Convidam-me a sentar, levam-me a uma poltrona de veludo extremamente confortável conduzindo-me pela ponta dos dedos onde esperam que eu me ajeite. Sinto-me bem, aguardo uma surpresa.
Ouço ao longe um som fino de violino que se vai tornando forte acompanhando a percepção da imagem que distingo. Outros vão surgindo na sua cauda, engrossam-lhe o som, desconheço a melodia mas é tão bela que hesito em fechar os olhos ou permanecer com eles abertos para não perder nada do que se me oferece. E à vez aquele solo perfeito de violino atinge-me no peito e acelera o coração, pede o coro dos demais, emociono-me e sinto a garganta apertada quando todos emitem em harmonia uma música que me impele a erguer, caminhar na sua direcção, querer fazer parte daquelas notas.
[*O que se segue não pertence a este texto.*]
PR #247, opened 2018-08-03
cmake: add jerryx dependency to iotjs

legendecas:
depends on #245 

- [x] test option over jerryx enabled

### DIFF
--- a/.travis.yml
+++ b/.travis.yml
@@ -54,8 +54,8 @@ jobs:
     - RUN_DOCKER=yes
   - stage: test
     env:
-    - JOBNAME="Linux/x86-64 without snapshot Build & Correctness Tests"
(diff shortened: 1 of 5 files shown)


.travis.yml
```diff
@@ -54,8 +54,8 @@ jobs:
     - RUN_DOCKER=yes
   - stage: test
     env:
-    - JOBNAME="Linux/x86-64 without snapshot Build & Correctness Tests"
-    - OPTS="no-snapshot"
```
yorkie: No-snapshot is required, too.

legendecas: There is a duplicated one of `no-snapshot`. Diff shows the duplicated one is replaced by the new jerryx job.

PR #249, opened 2018-08-03
console: improve the performance on printf

yorkie:
The original implementation would make a huge number of `syscalls` to `write()`.

/cc @legendecas

### DIFF
--- a/src/modules/iotjs_module_console.c
+++ b/src/modules/iotjs_module_console.c
@@ -20,19 +20,11 @@
 static jerry_value_t Print(const jerry_value_t* jargv,
                            const jerry_length_t jargc, FILE* out_fd) {
   JS_CHECK_ARGS(1, string);
-  iotjs_string_t msg = JS_GET_ARG(0, string);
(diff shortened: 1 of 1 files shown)


src/modules/iotjs_module_console.c
```diff
@@ -20,19 +20,11 @@
...
-    } else {
-      fprintf(out_fd, "\\u0000");
-    }
-  }
-  iotjs_string_destroy(&msg);
+  jerry_size_t len = jerry_get_string_size(jargv[0]);
+  jerry_char_t str[len + 1];
+  jerry_string_to_char_buffer(jargv[0], str, len);
+  str[len] = '\0';
+  fprintf(out_fd, "%s", str);
```
legendecas: Why we have to format one more time? If `fprintf(out_fd, str);` works?

legendecas: How can we reproduce the log which crashes the program?

yorkie: It's not the crash case, it causes the compile failing, do you have any patch here?

PR #272, opened 2018-08-09
module: optimize the compile, direct to read the source

yorkie:
##### Checklist

- [x] `npm test` passes

This directs to read the source inside the compile function, which in anyway decreases the objects in JerryScript, even thought the benchmark are not obvious.

### DIFF
--- a/src/modules/iotjs_module_process.c
+++ b/src/modules/iotjs_module_process.c
@@ -78,24 +78,30 @@ static jerry_value_t WrapEval(const char* name, size_t name_len,
 
 
 JS_FUNCTION(Compile) {
-  DJS_CHECK_ARGS(2, string, string);
+  DJS_CHECK_ARGS(1, string);
 
-  iotjs_string_t file = JS_GET_ARG(0, string);
-  iotjs_string_t source = JS_GET_ARG(1, string);
-
-  const char* filename = iotjs_string_data(&file);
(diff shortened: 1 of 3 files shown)


src/modules/iotjs_module_process.c
```diff
@@ -78,24 +78,33 @@ static jerry_value_t WrapEval(const char* name, size_t name_len,
...
+  uv_fs_stat(iotjs_environment_loop(env), &fs_req, filename, NULL);
+  uv_fs_req_cleanup(&fs_req);
+
+  if (!S_ISREG(fs_req.statbuf.st_mode)) {
+    iotjs_string_destroy(&path);
+    return JS_CREATE_ERROR(COMMON, "ReadSource error, not a regular file");
+  }
+
+  size_t size = 0;
+  char* source = iotjs__file_read(iotjs_string_data(&path), &size);
```
legendecas: Here and following previously extracted `filename` could be used for convenience and destroy `path` right after LINE 89. :p

src/modules/iotjs_module_process.c
```diff
@@ -119,9 +128,11 @@ JS_FUNCTION(CompileSnapshot) {
   size_t size = 0;
   char* bytecode = iotjs__file_read(iotjs_string_data(&path), &size);
```
legendecas: ditto.

yorkie:
Fixed @legendecas @algebrait :)

Issue #262, opened 2018-08-08
module: global module should be high priority than others


yorkie:
* **Version**: v0.9.0
* **Platform**: all
* **Subsystem**: module

Currently, the module searching path are local module is higher than global, that's incorrect. For instance, take a look at the following:

```
/usr/local/lib/node_modules/foobar/index.js
/opt/my_projects/foobar/index.js
/opt/my_projects/test.js
```

In `/opt/my_projects/test.js`, `require('foobar')` loads the `/opt/my_projects/foobar/index.js`.

legendecas:
Is this a path pattern issue? i.e. local packages must be loaded with relative path, `require('./foobar')`

yorkie:
Yea, IoT.js support this without the relative path dot, for compatibility, we have to tweak the priority at the first step :)

legendecas:
resolved with #274

PR #274, opened 2018-08-09
module: optimize the path searching

yorkie:
##### Checklist

- [x] `npm test` passes
- [x] tests and/or benchmarks are included(modified)

Give the following optimizations:

- search rules:
  - If the `id` is a relative path, directly search by `__dirname`, no global module and `node_modules`.
  - If the `id` is a global path, directly try with file.
- tweak the order of global paths, level up the `NODE_PATH`.
- remove the retry with `index` after package main property is absence, because checked already before.

Also, this patch removes the way to load relative module without dots:

```js
require('test/foobar') // doesn't work
require('./test/foobar') // it's working
```

### DIFF
--- a/docs/api/Module.md
+++ b/docs/api/Module.md
@@ -29,10 +29,10 @@ If a native module named `id` exists, load it and return.
 
 `require` function searches for modules in the following order:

Nesse instante, silêncio, um rosto conhecido sai daquele conjunto impoluto e andando para mim deslizando o arco nas cordas arranca um ruído de arame a ser raspado com uma faca de serrilha.
Os restantes violinos estáticos.
Ouço o meu coração a galopar. Tento achar alguém que me olhe nos olhos.
De novo o som do serrote e mais alguns passos para mais perto de mim. Grito não, não quero, não sabes, nunca soubeste, nunca irás aprender, bato com os pés na esperança que o susto empurre o aprendiz para um retrocesso invisível até ao desaparecimento total.
Silêncio.
Regresso à minha poltrona de veludo sozinha.
Todos os violinistas tocam de novo. E malfadadamente o serrote também.